* EXERCISE BRIEF *
As the answer, set down the lines below from the one containing "Integration: Alarm control" through the one containing "SUPPORT_ALARM_ARM_AWAY was used", exactly and inclusively, and no others.

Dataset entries
++++++++++

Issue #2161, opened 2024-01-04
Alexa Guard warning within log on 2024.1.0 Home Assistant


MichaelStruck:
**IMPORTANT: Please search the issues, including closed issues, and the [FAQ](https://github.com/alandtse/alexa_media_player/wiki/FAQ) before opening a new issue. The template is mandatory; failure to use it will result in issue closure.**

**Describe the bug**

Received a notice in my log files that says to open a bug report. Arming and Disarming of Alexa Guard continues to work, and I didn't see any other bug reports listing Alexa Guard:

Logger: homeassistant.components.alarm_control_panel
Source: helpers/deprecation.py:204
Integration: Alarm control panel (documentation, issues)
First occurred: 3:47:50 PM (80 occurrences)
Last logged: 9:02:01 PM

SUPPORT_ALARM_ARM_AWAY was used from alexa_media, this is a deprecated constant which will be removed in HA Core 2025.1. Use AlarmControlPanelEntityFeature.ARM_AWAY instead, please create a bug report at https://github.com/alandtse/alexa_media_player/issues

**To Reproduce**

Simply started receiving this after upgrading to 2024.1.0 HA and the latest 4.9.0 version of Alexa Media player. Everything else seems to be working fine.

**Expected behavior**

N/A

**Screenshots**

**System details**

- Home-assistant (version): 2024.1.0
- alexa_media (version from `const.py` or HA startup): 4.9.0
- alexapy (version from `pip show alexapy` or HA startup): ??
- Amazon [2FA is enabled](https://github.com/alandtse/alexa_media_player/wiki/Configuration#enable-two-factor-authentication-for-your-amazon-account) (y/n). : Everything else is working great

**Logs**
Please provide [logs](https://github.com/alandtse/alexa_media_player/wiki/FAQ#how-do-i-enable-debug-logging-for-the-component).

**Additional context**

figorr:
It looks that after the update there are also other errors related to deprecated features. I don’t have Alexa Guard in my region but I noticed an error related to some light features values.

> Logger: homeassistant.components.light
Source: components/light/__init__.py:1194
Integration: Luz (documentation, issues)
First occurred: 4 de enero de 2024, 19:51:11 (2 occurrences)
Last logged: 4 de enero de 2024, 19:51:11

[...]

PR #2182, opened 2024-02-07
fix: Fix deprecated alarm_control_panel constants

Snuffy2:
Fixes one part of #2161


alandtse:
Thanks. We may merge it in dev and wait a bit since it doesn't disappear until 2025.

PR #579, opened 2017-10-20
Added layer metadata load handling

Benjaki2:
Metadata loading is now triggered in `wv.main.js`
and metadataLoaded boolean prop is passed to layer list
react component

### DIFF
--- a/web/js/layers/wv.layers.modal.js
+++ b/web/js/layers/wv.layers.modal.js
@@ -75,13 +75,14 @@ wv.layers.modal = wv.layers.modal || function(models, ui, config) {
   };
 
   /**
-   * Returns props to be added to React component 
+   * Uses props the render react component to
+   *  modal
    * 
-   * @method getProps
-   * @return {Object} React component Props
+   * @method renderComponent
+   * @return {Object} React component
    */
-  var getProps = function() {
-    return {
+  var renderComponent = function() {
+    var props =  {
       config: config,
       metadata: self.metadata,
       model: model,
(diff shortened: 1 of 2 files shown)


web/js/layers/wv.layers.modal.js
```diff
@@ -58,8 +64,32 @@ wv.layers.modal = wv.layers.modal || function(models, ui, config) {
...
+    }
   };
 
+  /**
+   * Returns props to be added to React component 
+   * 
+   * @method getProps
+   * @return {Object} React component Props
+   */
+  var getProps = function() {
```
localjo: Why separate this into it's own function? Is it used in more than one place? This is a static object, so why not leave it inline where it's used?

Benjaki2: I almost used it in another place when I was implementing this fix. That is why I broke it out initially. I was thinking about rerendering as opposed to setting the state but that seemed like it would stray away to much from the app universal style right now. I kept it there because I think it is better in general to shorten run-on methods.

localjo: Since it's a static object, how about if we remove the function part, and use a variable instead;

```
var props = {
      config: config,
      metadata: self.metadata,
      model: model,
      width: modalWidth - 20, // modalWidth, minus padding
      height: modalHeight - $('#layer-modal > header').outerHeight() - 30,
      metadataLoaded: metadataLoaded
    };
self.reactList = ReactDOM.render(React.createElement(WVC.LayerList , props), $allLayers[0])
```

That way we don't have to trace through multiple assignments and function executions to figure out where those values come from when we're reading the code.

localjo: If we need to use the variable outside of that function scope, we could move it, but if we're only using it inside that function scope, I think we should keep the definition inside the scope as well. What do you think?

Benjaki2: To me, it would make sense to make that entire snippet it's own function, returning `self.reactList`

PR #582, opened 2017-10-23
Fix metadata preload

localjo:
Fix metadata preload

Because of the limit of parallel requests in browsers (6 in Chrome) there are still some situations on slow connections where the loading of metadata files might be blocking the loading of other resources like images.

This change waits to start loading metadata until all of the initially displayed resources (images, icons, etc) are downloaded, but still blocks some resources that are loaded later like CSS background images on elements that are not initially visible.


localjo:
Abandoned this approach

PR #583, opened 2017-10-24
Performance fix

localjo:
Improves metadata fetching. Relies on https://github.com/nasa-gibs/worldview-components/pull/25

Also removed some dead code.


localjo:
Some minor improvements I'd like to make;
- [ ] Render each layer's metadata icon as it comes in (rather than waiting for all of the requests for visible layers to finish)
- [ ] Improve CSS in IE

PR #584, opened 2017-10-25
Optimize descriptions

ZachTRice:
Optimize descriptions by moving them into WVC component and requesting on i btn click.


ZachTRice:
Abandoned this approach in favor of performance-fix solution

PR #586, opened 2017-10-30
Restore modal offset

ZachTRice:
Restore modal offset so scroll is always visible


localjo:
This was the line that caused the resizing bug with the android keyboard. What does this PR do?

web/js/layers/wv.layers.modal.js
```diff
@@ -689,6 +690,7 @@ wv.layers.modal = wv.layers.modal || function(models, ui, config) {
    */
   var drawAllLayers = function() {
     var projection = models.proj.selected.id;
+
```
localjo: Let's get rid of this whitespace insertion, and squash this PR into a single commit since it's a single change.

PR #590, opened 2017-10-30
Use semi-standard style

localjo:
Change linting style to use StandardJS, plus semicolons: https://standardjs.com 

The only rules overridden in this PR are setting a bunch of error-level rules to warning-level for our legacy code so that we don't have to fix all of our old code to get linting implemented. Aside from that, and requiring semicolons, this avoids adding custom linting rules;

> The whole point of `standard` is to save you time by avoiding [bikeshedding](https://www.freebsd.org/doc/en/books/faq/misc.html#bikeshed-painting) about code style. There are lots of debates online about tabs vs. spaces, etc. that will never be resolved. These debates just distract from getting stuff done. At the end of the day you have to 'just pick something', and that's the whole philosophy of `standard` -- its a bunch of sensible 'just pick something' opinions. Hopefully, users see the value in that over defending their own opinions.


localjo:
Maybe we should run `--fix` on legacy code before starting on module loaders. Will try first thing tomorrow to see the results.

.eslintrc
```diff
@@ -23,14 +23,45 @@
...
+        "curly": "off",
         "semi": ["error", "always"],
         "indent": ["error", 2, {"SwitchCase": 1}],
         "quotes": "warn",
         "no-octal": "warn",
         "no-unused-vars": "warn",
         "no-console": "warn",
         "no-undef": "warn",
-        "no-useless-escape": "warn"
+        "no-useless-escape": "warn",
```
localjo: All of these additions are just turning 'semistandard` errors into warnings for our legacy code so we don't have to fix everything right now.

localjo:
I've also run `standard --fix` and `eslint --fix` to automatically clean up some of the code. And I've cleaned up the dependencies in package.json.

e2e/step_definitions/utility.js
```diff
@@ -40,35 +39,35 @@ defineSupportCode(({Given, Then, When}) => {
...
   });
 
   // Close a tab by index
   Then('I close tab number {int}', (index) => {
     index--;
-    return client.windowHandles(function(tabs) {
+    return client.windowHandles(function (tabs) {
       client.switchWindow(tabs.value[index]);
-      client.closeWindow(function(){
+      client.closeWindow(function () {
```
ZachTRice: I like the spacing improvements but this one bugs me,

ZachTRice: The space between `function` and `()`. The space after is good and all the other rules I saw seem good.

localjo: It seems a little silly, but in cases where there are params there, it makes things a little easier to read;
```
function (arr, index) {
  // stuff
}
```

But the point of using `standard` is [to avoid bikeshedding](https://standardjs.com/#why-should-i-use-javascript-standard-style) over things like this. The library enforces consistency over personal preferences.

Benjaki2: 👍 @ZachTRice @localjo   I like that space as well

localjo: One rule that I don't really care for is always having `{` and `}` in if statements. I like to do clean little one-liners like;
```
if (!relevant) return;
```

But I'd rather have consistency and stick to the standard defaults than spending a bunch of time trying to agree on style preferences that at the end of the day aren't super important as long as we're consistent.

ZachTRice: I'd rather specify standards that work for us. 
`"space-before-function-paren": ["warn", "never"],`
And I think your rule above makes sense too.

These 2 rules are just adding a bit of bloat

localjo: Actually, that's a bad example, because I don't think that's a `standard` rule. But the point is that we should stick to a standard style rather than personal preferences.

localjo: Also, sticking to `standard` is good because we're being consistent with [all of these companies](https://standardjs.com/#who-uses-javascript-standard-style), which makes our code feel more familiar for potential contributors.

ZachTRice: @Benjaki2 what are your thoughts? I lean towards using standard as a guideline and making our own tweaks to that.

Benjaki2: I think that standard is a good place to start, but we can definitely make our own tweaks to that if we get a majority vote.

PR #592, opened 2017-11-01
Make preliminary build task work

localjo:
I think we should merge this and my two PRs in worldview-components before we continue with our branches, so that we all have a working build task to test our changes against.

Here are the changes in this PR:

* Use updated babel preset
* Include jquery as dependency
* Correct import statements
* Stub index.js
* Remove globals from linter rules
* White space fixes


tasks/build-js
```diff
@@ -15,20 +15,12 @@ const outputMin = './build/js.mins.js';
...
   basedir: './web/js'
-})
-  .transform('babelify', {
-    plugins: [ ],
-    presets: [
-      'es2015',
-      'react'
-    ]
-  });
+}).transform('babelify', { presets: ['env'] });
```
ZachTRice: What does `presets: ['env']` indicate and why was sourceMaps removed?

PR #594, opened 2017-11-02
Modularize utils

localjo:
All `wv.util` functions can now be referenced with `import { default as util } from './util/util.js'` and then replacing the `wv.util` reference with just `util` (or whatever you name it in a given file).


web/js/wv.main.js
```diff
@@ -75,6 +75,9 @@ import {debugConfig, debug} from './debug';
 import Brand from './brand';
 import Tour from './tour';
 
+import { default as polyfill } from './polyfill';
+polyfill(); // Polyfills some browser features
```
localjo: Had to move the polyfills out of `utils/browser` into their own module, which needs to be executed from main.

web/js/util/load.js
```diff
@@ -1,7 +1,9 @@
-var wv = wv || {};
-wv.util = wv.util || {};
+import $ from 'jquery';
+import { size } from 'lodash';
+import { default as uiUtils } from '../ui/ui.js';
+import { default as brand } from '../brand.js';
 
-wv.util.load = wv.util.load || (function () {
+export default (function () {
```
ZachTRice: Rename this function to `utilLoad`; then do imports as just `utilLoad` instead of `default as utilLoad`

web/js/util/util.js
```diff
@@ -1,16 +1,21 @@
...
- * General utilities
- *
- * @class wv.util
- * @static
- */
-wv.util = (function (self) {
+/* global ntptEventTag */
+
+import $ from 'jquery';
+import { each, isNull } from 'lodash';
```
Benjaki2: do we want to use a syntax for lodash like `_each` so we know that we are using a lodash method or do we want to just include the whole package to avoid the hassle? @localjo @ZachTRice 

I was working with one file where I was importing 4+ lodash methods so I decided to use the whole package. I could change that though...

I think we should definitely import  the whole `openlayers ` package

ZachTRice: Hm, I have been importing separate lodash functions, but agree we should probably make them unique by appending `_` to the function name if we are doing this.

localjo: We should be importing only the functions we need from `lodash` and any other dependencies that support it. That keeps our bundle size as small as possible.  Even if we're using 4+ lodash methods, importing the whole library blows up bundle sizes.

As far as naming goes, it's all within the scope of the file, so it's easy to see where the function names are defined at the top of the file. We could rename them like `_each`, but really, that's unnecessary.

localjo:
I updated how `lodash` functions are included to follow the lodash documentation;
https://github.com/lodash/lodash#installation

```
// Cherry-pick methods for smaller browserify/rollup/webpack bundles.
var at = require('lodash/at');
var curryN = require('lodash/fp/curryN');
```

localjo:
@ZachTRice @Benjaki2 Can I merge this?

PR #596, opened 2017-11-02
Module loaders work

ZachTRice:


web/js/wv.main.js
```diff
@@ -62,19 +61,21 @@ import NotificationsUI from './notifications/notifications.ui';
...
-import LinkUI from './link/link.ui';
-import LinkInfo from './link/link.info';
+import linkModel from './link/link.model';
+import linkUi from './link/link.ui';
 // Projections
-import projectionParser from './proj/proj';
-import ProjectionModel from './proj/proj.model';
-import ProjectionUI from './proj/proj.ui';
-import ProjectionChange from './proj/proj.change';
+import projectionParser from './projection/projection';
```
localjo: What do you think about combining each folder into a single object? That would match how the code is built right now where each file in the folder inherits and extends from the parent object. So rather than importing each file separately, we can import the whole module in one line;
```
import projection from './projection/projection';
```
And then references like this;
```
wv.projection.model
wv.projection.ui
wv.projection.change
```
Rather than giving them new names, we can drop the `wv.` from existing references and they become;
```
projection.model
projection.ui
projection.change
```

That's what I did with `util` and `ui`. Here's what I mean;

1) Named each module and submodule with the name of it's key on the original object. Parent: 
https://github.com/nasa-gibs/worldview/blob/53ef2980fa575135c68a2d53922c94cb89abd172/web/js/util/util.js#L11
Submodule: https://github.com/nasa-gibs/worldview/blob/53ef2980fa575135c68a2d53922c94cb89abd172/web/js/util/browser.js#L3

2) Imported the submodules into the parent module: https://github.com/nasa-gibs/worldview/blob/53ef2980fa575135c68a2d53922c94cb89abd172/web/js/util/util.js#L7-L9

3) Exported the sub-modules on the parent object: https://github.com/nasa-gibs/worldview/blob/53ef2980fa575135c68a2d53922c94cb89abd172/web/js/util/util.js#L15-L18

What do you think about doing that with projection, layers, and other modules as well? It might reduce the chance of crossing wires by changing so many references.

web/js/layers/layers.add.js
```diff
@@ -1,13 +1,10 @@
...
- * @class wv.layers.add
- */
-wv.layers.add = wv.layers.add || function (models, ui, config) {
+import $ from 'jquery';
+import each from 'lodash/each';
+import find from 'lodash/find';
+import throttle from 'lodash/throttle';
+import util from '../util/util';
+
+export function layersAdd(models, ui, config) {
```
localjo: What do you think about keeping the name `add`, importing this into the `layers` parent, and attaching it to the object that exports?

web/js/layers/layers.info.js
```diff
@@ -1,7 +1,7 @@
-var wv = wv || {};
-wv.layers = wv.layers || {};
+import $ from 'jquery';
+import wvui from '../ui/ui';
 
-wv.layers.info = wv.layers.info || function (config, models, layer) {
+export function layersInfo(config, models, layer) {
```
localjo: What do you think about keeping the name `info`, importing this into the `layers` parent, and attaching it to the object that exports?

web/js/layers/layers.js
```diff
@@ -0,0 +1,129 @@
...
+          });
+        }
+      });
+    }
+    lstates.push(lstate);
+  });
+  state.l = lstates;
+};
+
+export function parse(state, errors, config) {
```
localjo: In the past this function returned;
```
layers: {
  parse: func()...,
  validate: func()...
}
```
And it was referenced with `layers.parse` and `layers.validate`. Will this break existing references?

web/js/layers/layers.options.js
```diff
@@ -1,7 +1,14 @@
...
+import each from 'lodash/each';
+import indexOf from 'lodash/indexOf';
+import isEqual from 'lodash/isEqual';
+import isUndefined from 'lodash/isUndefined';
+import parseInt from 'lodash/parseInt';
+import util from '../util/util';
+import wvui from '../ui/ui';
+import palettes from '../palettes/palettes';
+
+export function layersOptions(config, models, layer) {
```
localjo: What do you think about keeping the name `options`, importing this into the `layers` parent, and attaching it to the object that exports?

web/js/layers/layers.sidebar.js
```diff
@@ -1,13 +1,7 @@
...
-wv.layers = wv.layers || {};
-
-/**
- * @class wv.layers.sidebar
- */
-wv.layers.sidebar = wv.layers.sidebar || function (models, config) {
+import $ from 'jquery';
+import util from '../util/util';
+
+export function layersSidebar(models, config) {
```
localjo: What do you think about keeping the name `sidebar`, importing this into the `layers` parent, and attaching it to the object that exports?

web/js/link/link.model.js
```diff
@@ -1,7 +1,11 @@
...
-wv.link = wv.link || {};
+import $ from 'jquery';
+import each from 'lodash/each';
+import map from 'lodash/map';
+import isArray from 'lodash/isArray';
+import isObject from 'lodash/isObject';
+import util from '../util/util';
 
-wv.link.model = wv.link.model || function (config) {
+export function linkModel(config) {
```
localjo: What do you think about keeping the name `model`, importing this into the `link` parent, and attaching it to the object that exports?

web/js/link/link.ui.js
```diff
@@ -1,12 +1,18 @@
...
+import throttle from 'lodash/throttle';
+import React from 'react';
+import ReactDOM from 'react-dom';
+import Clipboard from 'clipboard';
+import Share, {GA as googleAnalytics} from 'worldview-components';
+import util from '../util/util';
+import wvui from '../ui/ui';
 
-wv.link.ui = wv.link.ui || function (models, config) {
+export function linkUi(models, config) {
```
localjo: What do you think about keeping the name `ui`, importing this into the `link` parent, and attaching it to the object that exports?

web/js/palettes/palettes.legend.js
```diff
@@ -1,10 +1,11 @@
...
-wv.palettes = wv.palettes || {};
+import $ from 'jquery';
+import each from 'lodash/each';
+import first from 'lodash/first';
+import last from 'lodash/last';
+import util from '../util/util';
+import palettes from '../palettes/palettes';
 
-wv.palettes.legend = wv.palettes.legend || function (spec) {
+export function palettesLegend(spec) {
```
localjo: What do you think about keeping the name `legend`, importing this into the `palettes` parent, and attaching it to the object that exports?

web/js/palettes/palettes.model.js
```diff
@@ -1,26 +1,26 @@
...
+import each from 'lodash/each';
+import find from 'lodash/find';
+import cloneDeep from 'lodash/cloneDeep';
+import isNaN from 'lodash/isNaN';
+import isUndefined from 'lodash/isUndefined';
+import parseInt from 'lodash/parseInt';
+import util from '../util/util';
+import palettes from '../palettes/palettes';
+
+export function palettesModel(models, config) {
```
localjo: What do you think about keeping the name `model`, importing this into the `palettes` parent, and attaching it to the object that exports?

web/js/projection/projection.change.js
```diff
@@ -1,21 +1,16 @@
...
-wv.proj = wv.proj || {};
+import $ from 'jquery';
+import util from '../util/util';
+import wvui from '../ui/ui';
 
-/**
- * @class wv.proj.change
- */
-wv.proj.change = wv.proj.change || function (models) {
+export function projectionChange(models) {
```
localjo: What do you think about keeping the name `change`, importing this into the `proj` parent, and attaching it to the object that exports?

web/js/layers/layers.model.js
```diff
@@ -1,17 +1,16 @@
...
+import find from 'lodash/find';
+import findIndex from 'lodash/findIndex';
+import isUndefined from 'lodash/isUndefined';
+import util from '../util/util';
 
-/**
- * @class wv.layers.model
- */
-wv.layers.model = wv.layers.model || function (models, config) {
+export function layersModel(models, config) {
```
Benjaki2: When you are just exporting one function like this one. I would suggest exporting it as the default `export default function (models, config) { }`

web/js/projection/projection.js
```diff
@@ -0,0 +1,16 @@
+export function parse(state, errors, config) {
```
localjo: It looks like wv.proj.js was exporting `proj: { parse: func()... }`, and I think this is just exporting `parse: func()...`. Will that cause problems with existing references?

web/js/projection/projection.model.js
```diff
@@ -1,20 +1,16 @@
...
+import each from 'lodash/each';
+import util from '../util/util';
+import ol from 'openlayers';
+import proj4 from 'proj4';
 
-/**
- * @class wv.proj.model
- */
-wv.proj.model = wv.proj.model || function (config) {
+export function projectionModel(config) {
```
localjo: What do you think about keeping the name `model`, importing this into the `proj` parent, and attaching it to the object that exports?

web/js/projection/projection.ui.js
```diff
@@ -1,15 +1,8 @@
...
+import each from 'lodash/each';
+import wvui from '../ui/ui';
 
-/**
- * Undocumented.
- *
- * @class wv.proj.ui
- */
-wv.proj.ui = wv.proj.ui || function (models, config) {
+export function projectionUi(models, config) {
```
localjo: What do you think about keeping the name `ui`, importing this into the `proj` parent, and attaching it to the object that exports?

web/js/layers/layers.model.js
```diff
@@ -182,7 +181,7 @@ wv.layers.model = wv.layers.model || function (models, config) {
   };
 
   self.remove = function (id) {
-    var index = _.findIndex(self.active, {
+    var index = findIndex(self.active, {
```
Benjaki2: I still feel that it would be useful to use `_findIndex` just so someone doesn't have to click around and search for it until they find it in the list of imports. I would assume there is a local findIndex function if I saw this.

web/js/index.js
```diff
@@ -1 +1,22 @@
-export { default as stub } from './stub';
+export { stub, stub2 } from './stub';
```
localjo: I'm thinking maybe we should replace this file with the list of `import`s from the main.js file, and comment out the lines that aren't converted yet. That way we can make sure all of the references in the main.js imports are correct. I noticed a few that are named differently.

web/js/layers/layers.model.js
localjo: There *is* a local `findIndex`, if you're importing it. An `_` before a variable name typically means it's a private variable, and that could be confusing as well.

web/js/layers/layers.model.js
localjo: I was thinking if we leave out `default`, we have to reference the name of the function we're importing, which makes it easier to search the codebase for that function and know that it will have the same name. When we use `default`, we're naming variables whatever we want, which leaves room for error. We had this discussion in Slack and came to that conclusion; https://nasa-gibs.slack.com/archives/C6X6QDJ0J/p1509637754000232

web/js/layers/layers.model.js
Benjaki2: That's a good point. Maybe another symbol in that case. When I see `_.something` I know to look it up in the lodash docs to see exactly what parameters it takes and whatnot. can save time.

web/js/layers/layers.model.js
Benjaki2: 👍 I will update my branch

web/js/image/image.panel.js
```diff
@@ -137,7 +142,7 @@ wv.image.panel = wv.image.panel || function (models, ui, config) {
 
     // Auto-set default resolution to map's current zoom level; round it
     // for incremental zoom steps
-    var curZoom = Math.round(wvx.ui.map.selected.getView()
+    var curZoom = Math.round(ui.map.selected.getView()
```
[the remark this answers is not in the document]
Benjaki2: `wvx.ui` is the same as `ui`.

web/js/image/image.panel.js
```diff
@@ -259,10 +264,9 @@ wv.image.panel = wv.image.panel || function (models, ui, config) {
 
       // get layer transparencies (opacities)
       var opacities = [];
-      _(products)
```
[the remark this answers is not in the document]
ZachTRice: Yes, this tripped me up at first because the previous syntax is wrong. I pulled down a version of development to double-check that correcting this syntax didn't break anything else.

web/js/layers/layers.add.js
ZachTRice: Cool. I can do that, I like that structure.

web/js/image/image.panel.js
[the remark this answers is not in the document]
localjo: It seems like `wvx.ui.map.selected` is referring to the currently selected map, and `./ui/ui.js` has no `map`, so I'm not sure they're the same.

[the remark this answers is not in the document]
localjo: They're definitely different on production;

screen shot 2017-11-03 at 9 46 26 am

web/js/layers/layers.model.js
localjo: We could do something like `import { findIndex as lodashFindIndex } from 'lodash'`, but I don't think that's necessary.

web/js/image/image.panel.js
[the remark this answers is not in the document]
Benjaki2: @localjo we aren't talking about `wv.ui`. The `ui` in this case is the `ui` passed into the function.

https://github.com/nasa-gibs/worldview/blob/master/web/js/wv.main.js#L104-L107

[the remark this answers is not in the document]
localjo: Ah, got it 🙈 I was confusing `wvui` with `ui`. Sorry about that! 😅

++++++++++

* ANSWER SECTION *
Integration: Alarm control panel (documentation, issues)
First occurred: 3:47:50 PM (80 occurrences)
Last logged: 9:02:01 PM

SUPPORT_ALARM_ARM_AWAY was used from alexa_media, this is a deprecated constant which will be removed in HA Core 2025.1. Use AlarmControlPanelEntityFeature.ARM_AWAY instead, please create a bug report at https://github.com/alandtse/alexa_media_player/issues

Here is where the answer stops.